Viktor se décida enfin à entrer, évitant de regarder en direction du matelas.
— Ahnenerbe, dit-il.
— Jamais entendu parler.
— Nous sommes discrets, répondit Viktor. Et peu nombreux. Pour l'instant.
— Et donc ce... Gustav Rip Merken...
— Était un membre de l'institution, oui, dit Viktor. Mais je ne l'ai jamais rencontré. Il était déjà en Ukraine lorsque j'ai pris mes fonctions.
—L'Ukraine, répéta l'infirmier. Quelle idée. Ça ne lui a pas fait grand bien, si vous voulez mon avis.
— De toute évidence, dit Viktor. D'après ce que je sais, il a été admis il y a six semaines, c'est bien ça ?
— Exact, confirma l'autre en feuilletant le dossier peu épais, auparavant coincé sous son bras. Impossible d'en tirer quoi que ce soit, le type était en permanence en plein délire. Très violent, contre nous et contre lui-même. L'eau ne l'a pas calmé, alors on a dû recourir à la contention dès le début. Ce sont les gars du ferroviaire qui nous l'ont amené. Apparemment, il a mis un beau boxon dans le train. Il faisait quoi en Ukraine ?
— Des recherches.
— Sur quoi ? demanda aussitôt l'infirmier.
Rebuté par cette soudaine curiosité, Viktor ne répondit pas tout de suite.

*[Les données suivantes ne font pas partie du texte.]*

PR #4120, opened 2022-07-18
increase the default max message size for p2p messages

pinges:
The current limit means that we are disconnecting useful peers during syncing.

### DIFF
--- a/ethereum/eth/src/test/java/org/hyperledger/besu/ethereum/eth/manager/EthProtocolManagerTest.java
+++ b/ethereum/eth/src/test/java/org/hyperledger/besu/ethereum/eth/manager/EthProtocolManagerTest.java
@@ -203,27 +203,8 @@ public final class EthProtocolManagerTest {
   }
 
   @Test
-  public void disconnectOnVeryLargeMessage() {
-    try (final EthProtocolManager ethManager =
-        EthProtocolManagerTestUtil.create(
-            blockchain,
-            () -> false,
-            protocolContext.getWorldStateArchive(),
-            transactionPool,
-            EthProtocolConfiguration.defaultConfig())) {
-      final MessageData messageData = mock(MessageData.class);
-      when(messageData.getSize()).thenReturn(EthProtocolConfiguration.DEFAULT_MAX_MESSAGE_SIZE + 1);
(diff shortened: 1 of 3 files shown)


jflo (commented):
I'm surprised this didn't impact any test code, that probably means we don't have this covered as well as we should. How did we end up at doubling the value?

pinges:
Currently there is a 10MB limit for incoming messages in EthProtocolManager. When a message exceeds 10MB we are ignoring the message and disconnect the peer that sent the message. There is no hard limit for messages on the eth layer in the devp2p spec.
This PR removes this check as we found out that some useful peers are sending messages greater than 10MB, resulting in their disconnection.
The message size is still limited to 16.7 MB because that is the maximum message size allowed on the RLPx layer.
We have spun up 2 nodes on Goerli that successfully synced (fast sync) within 6.5 hours with that change in place.

ethereum/eth/src/test/java/org/hyperledger/besu/ethereum/eth/manager/EthProtocolManagerTest.java
```diff
@@ -202,28 +202,9 @@ public void disconnectOnWrongChainId() {
     }
   }
 
-  @Test
-  public void disconnectOnVeryLargeMessage() {
```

La teneur du champ d'études de l'Ahnenerbe provoquait toujours les mêmes réactions incrédules, alors il pesa soigneusement ses mots.
— Les mythes.
Cela ne manqua pas : le gars en blouse se fendit d'un large sourire.
— Il cherchait l'Atlantide en Ukraine ?
— Je l'ignore, répondit Viktor en s'efforçant de conserver une voix polie. Comme dit, je ne le connaissais que peu, et ses travaux encore moins. Je viens juste récupérer ce qui peut l'être.

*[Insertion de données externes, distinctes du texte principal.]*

Issue #4128, opened 2022-07-19
RocksDB performance regression


garyschulte:
### Description
There are several reports of slow block import times with the current rocksdb configurations from #3985. The current mitigation for this is to use `--Xplugin-rocksdb-cache-capacity=134217728` to set the cache capacity to 128mb.

### Acceptance Criteria
* besu should use configuration parameters that minimize memory footprint, while preserving performance, with 22.4.4 as a baseline for block import performance

### Steps to Reproduce (Bug)
1. sync mainnet and observe block import times
2. the import times, especially in docker, are slow enough that besu falls behind head and cannot keep up with the chain

### Versions (Add all that apply)
* Software version: `RC2-SNAPSHOT`
* Java version: [`java -version`]
* OS Name & Version: [`cat /etc/*release`]
* Kernel Version: [`uname -a`]
* Virtual Machine software & version: [`vmware -v`]
* Docker Version: [`docker version`]
* Cloud VM, type, size: [Amazon Web Services I3-large]

PR #3985, opened 2022-06-17
Apply some RocksDB documentation suggestions to reduce memory usage.

ahamlat:
Apply some [RocksDB documentation suggestions](https://github.com/facebook/rocksdb/wiki/Memory-usage-in-RocksDB) to reduce memory usage.

- Set format_version to 5
- set optimize_filters_for_memory to true
- Increase block size to 32K
- set cache_index_and_filter_blocks to true 

There is almost 1,5 GiB difference in memory consumption between this version and version 22.4.2 on a 16 GB RAM VM after 1 day of syncing (the green line represents the metrics of this PR). 

Screenshot 2022-06-17 at 10 27 59

Sync time is equivalent between the two versions.

Screenshot 2022-06-17 at 10 35 02

Disk usage, CPU consumption and the number of open file descriptors is quite similar for tho instances.

Screenshot 2022-06-17 at 10 30 44
Screenshot 2022-06-17 at 10 30 59
Screenshot 2022-06-17 at 10 31 18

Signed-off-by: Ameziane H <ameziane.hamlat@consensys.net>

## Documentation

- [ ] I thought about documentation and added the `doc-change-required` label to this PR if
    [updates are required](https://wiki.hyperledger.org/display/BESU/Documentation).

## Changelog

- [ ] I thought about the changelog and included a [changelog update if required](https://wiki.hyperledger.org/display/BESU/Changelog).

PR #4132, opened 2022-07-19
Update RocksDB default block cache size

ahamlat:
Update RocksDB default block cache size to mitigate a performance regression from #3985.

## PR description

We can see in the dashboard below that we have some blocks behind with the RocksDB block cache default value 8 MB, and Besu with block cache size 128 MB is performing better (no blocks behind).

image

## Fixed Issue(s)

#4128
## Documentation

## Changelog


matkt (approved):
LGTM, waiting for a second approval

matkt:
the tests are failing because of this modification @ahamlat . it seems to need a quick update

Refroidi par son manque de loquacité, l'infirmier se contenta d'indiquer la cagette en mauvais bois.
— Tout est là. Je crois qu'il en a mangé une partie, par contre.
— Très bien, dit Viktor. Merci pour votre coopération.
— Mais de rien, docteur, répondit-il avec une certaine ironie.
Viktor ouvrit son propre attaché-case pour y fourrer les feuillets disparates.
Il n'avait qu'une hâte : quitter ces lieux peuplés de morts-vivants gardés par deux croix, une rouge et l'autre noire. S'éclaircissant la gorge, l'infirmier referma son dossier cartonné et s'approcha pour le lui tendre.
— Je vous le laisse. Nous n'en avons plus l'utilité.
Il hocha de la tête en guise de merci et glissa la reliure à l'intérieur de son cartable en cuir de marque. Dans le couloir résonna une altercation bruyante, suivie d'un gémissement animal et l'infirmier se précipita vers la sortie, sur le qui-vive. Il prit cependant le temps de se retourner pour faire ses adieux à Viktor d'une manière particulièrement déplaisante :
— Votre collègue, là, il s'est rongé les poignets jusqu'à l'os. Ça a dû lui prendre des heures.